[Start of Attachment]

PR #12607, opened 2024-10-16
sound-open-firmware: restore build, semantic fix and enable UBSAN

cujomalainey:


projects/sound-open-firmware/Dockerfile
```diff
@@ -68,6 +68,9 @@ RUN cd $SRC; touch empty.c; gcc -m32 -c empty.c; ar rs /usr/lib32/libstdc++.a em
 # If a user is mounting their local source directory for debugging
 # then we need to tell git to chill out and just take the repo. If we
 # don't west fails with bogus error messages.
-RUN git config --global --add safe.directory /src/sof_workspace/zephyr
+RUN git config --global --add safe.directory $SRC/sof_workspace/zephyr
+
+# This is a HACK to get around the fact that we don't have python 3.10 in oss-fuzz yet
```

[End of Attachment]

_Task item_
Every record must be transcribed exactly as written.

_Response box_
PR #12607, opened 2024-10-16
sound-open-firmware: restore build, semantic fix and enable UBSAN

cujomalainey:


projects/sound-open-firmware/Dockerfile
```diff
@@ -68,6 +68,9 @@ RUN cd $SRC; touch empty.c; gcc -m32 -c empty.c; ar rs /usr/lib32/libstdc++.a em
 # If a user is mounting their local source directory for debugging
 # then we need to tell git to chill out and just take the repo. If we
 # don't west fails with bogus error messages.
-RUN git config --global --add safe.directory /src/sof_workspace/zephyr
+RUN git config --global --add safe.directory $SRC/sof_workspace/zephyr
+
+# This is a HACK to get around the fact that we don't have python 3.10 in oss-fuzz yet
```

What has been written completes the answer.